日本酒は全て栃木県産で、常時20~30種をそろえる。「栃木の地酒はおいしいのに、あまり知られていない。それを伝えたいと思って」。壬生町出身の店主小倉誠(おぐらまこと)さん(46)は店のコンセプトをそう説明する。
バーとはいえ、刺し身など和食を中心とした料理のメニューも充実している。特に注文が多い「大山(だいせん)どり白レバーのごま油漬け」は、滑らかな食感で酒のお供にぴったり。冬に人気の「デンゾウのおでん」は、だしから仕込むこだわりの逸品だ。

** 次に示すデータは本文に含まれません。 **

PR #158, opened 2021-10-11
Initial Certificate Management class for Storage

jonmolle:
Adds a CertificateManager class that is in charge of retrieving and validating all certificates used in signing.

Also begins to implement the plan that private storage is _not_ signed, both due to redundancy and as a way to reduce interdependencies between tasks.

---
This change is [Reviewable](https://reviewable.io/reviews/world-federation-of-advertisers/panel-exchange-client/158)


jonmolle (commented):
> *[Reviewable](https://reviewable.io/reviews/world-federation-of-advertisers/panel-exchange-client/158)* status: 11 of 14 files reviewed, 3 unresolved discussions (waiting on @duliomatos1, @efoxepstein, @SanjayVas, and @stevenwarejones)

___
*[src/main/kotlin/org/wfanet/panelmatch/common/GrpcCertificateManager.kt, line 62 at r4](https://reviewable.io/reviews/world-federation-of-advertisers/panel-exchange-client/158#-MlpsG6R9AzAFcD4BrhQ:-MlpuwH80bJo1MT6TooC:b-yuqbdn) ([raw file](https://github.com/world-federation-of-advertisers/panel-exchange-client/blob/1fcb3305e3b073b4be42a1d70b8a67d9e958d924/src/main/kotlin/org/wfanet/panelmatch/common/GrpcCertificateManager.kt#L62)):*

why does this need to return a Pair, esp if one part of that pair was part of the input?
</blockquote></details>

Because: It used to not be part of the input and I didn't notice and remove it. Fixed.

SanjayVas (dismissed):
> Reviewed 2 of 14 files at r1, 1 of 1 files at r3, 1 of 3 files at r5, 1 of 1 files at r6, all commit messages.
> *[Reviewable](https://reviewable.io/reviews/world-federation-of-advertisers/panel-exchange-client/158)* status: all files reviewed, 4 unresolved discussions (waiting on @duliomatos1, @efoxepstein, @jonmolle, and @stevenwarejones)

___
*[src/main/kotlin/org/wfanet/panelmatch/common/GrpcCertificateManager.kt, line 60 at r1](https://reviewable.io/reviews/world-federation-of-advertisers/panel-exchange-client/158#-MlmWCi85Ii_pCr-_Uir:-MlrGXYn5BokOs3YN7WI:b-unu2sg) ([raw file](https://github.com/world-federation-of-advertisers/panel-exchange-client/blob/4b1959639a0aa46c2b4157b989c4fdf340dd5356/src/main/kotlin/org/wfanet/panelmatch/common/GrpcCertificateManager.kt#L60)):*

+1, I copied this from another repo, but I honestly have no idea whether this is placeholder code or not.
</blockquote></details>

Gah, looks like Reviewable ate my initial comment.

This is correct assuming that we're 1. Not using Tink primitives for digital signatures and 2. Are storing our private keys as DER-encoded PKCS#8 (which is what `PrivateKey.encoded` returns).

I've been also toying with how we want to do key storage for signing private keys. One thought is whether we should be storing the certificate along with the private key. It was my instinct to do so to parallel how Tink private keysets also include the public part of the key pair. The eventual goal would be to have the storage class return a handle that has a `sign` method, such that the actual `PrivateKey` is never exposed. See draft PR world-federation-of-advertisers/common-jvm#48
___
*[src/main/kotlin/org/wfanet/panelmatch/common/GrpcCertificateManager.kt, line 33 at r6](https://reviewable.io/reviews/world-federation-of-advertisers/panel-exchange-client/158#-MlrEZ7k0v_xQRShEoBw:-MlrEZ7l-EwvNGr18wIB:b-pqoxy1) ([raw file](https://github.com/world-federation-of-advertisers/panel-exchange-client/blob/d1197e0cba3901a9ea788cbfac30d9318730879a/src/main/kotlin/org/wfanet/panelmatch/common/GrpcCertificateManager.kt#L33)):*
> ```
> Grpc
> ```
This should probably be just a `CertificateManager` in some `v2alpha` package, as this uses the `v2alpha` servicesworld-federation-of-advertisers/common-jvm/pull/48

efoxepstein (approved):
> *[Reviewable](https://reviewable.io/reviews/world-federation-of-advertisers/panel-exchange-client/158)* status: all files reviewed, 3 unresolved discussions (waiting on @duliomatos1, @jonmolle, and @stevenwarejones)

___
*[src/main/kotlin/org/wfanet/panelmatch/common/GrpcCertificateManager.kt, line 60 at r1](https://reviewable.io/reviews/world-federation-of-advertisers/panel-exchange-client/158#-MlmWCi85Ii_pCr-_Uir:-MlrknY4A2Uxc5TfiDXs:bfljp3y) ([raw file](https://github.com/world-federation-of-advertisers/panel-exchange-client/blob/4b1959639a0aa46c2b4157b989c4fdf340dd5356/src/main/kotlin/org/wfanet/panelmatch/common/GrpcCertificateManager.kt#L60)):*

Gah, looks like Reviewable ate my initial comment.

This is correct assuming that we're 1. Not using Tink primitives for digital signatures and 2. Are storing our private keys as DER-encoded PKCS#8 (which is what `PrivateKey.encoded` returns).

I've been also toying with how we want to do key storage for signing private keys. One thought is whether we should be storing the certificate along with the private key. It was my instinct to do so to parallel how Tink private keysets also include the public part of the key pair. The eventual goal would be to have the storage class return a handle that has a `sign` method, such that the actual `PrivateKey` is never exposed. See draft PR world-federation-of-advertisers/common-jvm#48
</blockquote></details>

OK, let's merge this as is and revisit if once we make any new decisions for signing.

PR #172, opened 2021-10-15
Add isFirstExchange to IntersectAndValidate for bootstrapping.

efoxepstein:
This also changes the behavior to explicitly take as input the number of new items acceptable. This feels more realistic with how it will be used.


jonmolle (approved):
> *[Reviewable](https://reviewable.io/reviews/world-federation-of-advertisers/panel-exchange-client/172)* status: 0 of 3 files reviewed, 1 unresolved discussion (waiting on @duliomatos1 and @efoxepstein)

___
*[src/main/kotlin/org/wfanet/panelmatch/client/exchangetasks/ExchangeTaskMapperForJoinKeyExchange.kt, line 78 at r1](https://reviewable.io/reviews/world-federation-of-advertisers/panel-exchange-client/172#-MmJUlE8DRkoCbRMyxSD:-MmJUlE8DRkoCbRMyxSE:b-nkmlgf) ([raw file](https://github.com/world-federation-of-advertisers/panel-exchange-client/blob/263f60cdf80a8ddceed11b7a77164e6aa915e784/src/main/kotlin/org/wfanet/panelmatch/client/exchangetasks/ExchangeTaskMapperForJoinKeyExchange.kt#L78)):*
> ```Kotlin
>     require(step.stepCase == StepCase.INTERSECT_AND_VALIDATE_STEP)
>     val maxSize = step.intersectAndValidateStep.maxSize
>     // TODO: update v2alpha API proto to expose this instead
> ```

Nit: what's to keep a malicious kingdom from making this really high?

efoxepstein (commented):
Some validation is here: https://github.com/world-federation-of-advertisers/panel-exchange-client/blob/main/src/main/kotlin/org/wfanet/panelmatch/client/launcher/ExchangeStepValidatorImpl.kt#L68-L84

_Something_ will definitely need to surface whether or not this is the first Exchange. I'm thinking maybe `ExchangeStepValidator` should return something like `data class ExchangeContext(val workflow: ExchangeWorkflow, isFirstExchange: Boolean)` that is made available to `ExchangeTaskMapper`.

WDYT?

There's already a TODO in `ExchangeTaskMapperForJoinkeyExchange` that can cover this.

> *[Reviewable](https://reviewable.io/reviews/world-federation-of-advertisers/panel-exchange-client/172#-:-MmTZRZbBJ0Xmj8Ftc4T:b-vaicyo)* status: 0 of 3 files reviewed, all discussions resolved (waiting on @duliomatos1)

stevenwarejones (changes requested):
> *[Reviewable](https://reviewable.io/reviews/world-federation-of-advertisers/panel-exchange-client/172)* status: 0 of 4 files reviewed, 1 unresolved discussion (waiting on @duliomatos1, @efoxepstein, and @stevenwarejones)

___
*[src/main/kotlin/org/wfanet/panelmatch/client/exchangetasks/ExchangeTaskMapperForJoinKeyExchange.kt, line 86 at r1](https://reviewable.io/reviews/world-federation-of-advertisers/panel-exchange-client/172#-MmTkFHp1xJOlO5akSYW:-MmZKhDWDxfUXUGbvFfY:b-zc4tor) ([raw file](https://github.com/world-federation-of-advertisers/panel-exchange-client/blob/6cbc3311a813f06509e14fd3ea69a6d2230df0c8/src/main/kotlin/org/wfanet/panelmatch/client/exchangetasks/ExchangeTaskMapperForJoinKeyExchange.kt#L86)):*

> so, this means we need a new recurring exchange every time we want to rotate the model provider's keys?

Nope. As long as the `previous-data` input has been properly re-keyed, MP key rotation is supported. This is something that we could do every single time, or we could do it in a separate ExchangeWorkflow. (Probably the simplest option is to just always rekey it.)

To re-key:

1. EDP generates a fresh DCE (deterministic commutative encryption, eg EcCommutativeCipher) key
2. EDP uses that to encrypt the old joinkeys
3. EDP sends to MP
4. MP removes their old DCE
5. MP adds their new DCE
6. MP sends to EDP
7. EDP removes their DCE

Note that MP can't cheat here because the data has the EDP's DCE. The only thing they can do is add/remove layers of encryption. Any other tampering will just wreck the resulting value in step 7.
</blockquote></details>

Are you okay with holding this PR in place until we can get this approved?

デザートには南ケ丘牧場(那須町)のアイスクリームも用意。食器には益子焼を使用し、ココ・ファーム・ワイナリー(足利市)のワインも扱う。
小倉さんは栃木南高(現・栃木翔南高)を卒業後に上京し、音楽活動に励んだ。その後に会社員となったが、飲食に興味があったため脱サラし、数店で修業。2013年に店を構えた。
店名は祖父の故傳藏(でんぞう)さんに由来する。「大正時代をイメージした店内の雰囲気に合うし、故郷の物を使うという気持ちも込めた」
コロナ禍の前には、県内の酒蔵を招いて客との交流イベントも行っていた。感染が収束したら、酒蔵の見学ツアーも実現させたいと考えている。
メモ 調布市西つつじケ丘3の37の14 カジマヤビル2階 電話042・444・3865。火~金曜は午後6時~午前1時、土曜は午後5時~午前1時、日曜は午後4~11時。定休は月曜と第3日曜。
■店主の思い
離れてみると地元の良さが見えてきます。観光も食も酒も質が高いので、この店をきっかけに、東京の人にも栃木の良さを知ってもらえたら何よりです。